Real Estate/Construction
Several contacts reported that the sharp pickup in the District's residential real estate sector earlier in the year may have softened somewhat recently, but activity is still running at respectable levels. A large District realtor reported that residential sales gains have been running in line with seasonal expectations in recent months. After home sales rose sharply in the second quarter, housing permits in Indianapolis rose fairly sharply in July. A realtors association reported that home sales in Wisconsin remained brisk in the summer, and 1991 sales are running at a record pace. A producer of gypsum wallboard reported that industry shipments into the Midwest strengthened in July. An appliance distributor reported that orders from homebuilders in the Midwest had Improved over the past several months, with continued gains expected in the second half of the year. Year-to-date industry appliance shipments to dealers in the Midwest were essentially flat, according to one large manufacturer, which is relatively strong performance compared to much of the rest of the country.

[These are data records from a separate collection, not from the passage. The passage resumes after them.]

PR #536, opened 2021-01-26
455 jenkins docs pipeline

oerc0122:
Create pipelines for the automatic deployment of documentation nightly. 

Need decision on which build is going to push.


tools/build_config/Jenkinsfile
```diff
@@ -359,6 +359,61 @@ pipeline {
       }
     }
 
+    stage('Build-Docs') {
+      steps {
+        script {
+          if (isUnix()) {
+            sh '''
```
nickbattam-tessella, line 366: these code blocks (both bash and powershell) should be extracted to helper scripts in `tools/bash` and `tools/pwsh`

Ideally this should just be `module load python/3.6 && build_docs.sh` or similar.

tools/build_config/Jenkinsfile
```diff
@@ -403,6 +458,53 @@ pipeline {
...
+
+    stage('Update docs') {
+      when {
+        expression {env.RELEASE_TYPE == "nightly"}
+      }
+      steps {
+        withCredentials([string(credentialsId: 'GitHub_API_Token',
+                                variable: 'api_token')]) {
+          script {
+            if (isUnix()) {
```
nickbattam-tessella, line 471: Similarly I'm not sure these large code blocks should be contained in the main Jenkinsfile, as there is no way for a developer to run the same operation outside of Jenkins. 

I understand this is a more subtle case to the build above, the git config and remote set-url are clearly specific to the Jenkinsfile setting up the git environment.

tools/build_config/build.ps1
```diff
@@ -36,6 +36,10 @@ param (
   [switch][Alias("p")]$package,
   # Print the versions of libraries being used e.g. Matlab.
   [switch][Alias("v")]$print_versions,
+  # Build docs
+  [switch][Alias("d")]$docs,
+  # Push docs to github
+  [switch]$push_docs,
```
nickbattam-tessella, line 42: Is not  having an alias for push deliberate to make it unlikely to happen by accident?

tools/build_config/build.ps1
```diff
@@ -188,6 +192,43 @@ function Invoke-Package {
   }
 }
 
+function Invoke-Build-Docs {
+  (Get-Content "./build/CPackConfig.cmake" | Where-Object {$_ -match 'CPACK_PACKAGE_FILE_NAME'}) -match '.*"Horace-([^"]+)".*'
```
nickbattam-tessella, line 196: what is this doing?!

tools/build_config/build.sh
```diff
@@ -85,6 +85,41 @@ function run_package() {
   echo_and_run "cpack -G TGZ"
 }
 
+function build_docs() {
+    # Update release numbers
+    build_id=$(sed -nr '/CPACK_PACKAGE_FILE_NAME/{s/.*"Horace-([^"]+)".*/\\1/p};' ./build/CPackConfig.cmake)
+    sed -i -r 's/release = .*/release = "'${build_id}'"/' ./documentation/user_docs/docs/conf.py
```
nickbattam-tessella, line 91: can `conf.py` be updated pull this data from file rather than performing a temporary `sed` update?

Commercial real estate activity generally remained subdued in August, although the pickup in District manufacturing activity may be beginning to boost the demand for industrial space. A brokerage firm reported that rental rates for downtown Chicago office space continued to decline in the second quarter, with rising vacancy rates joined by negative net absorption. A large District cement producer tied to commercial construction reported continued year- over-year shipments declines, with little near-term improvement expected for shipments in the Chicago metropolitan area. A group of small commercial lighting companies anticipate a 3 to 5 year depression in sales for nonresidential building in the Chicago market. The office market in metropolitan Detroit remained soft in recent months, according to a brokerage firm, with vacancy rates continuing to rise.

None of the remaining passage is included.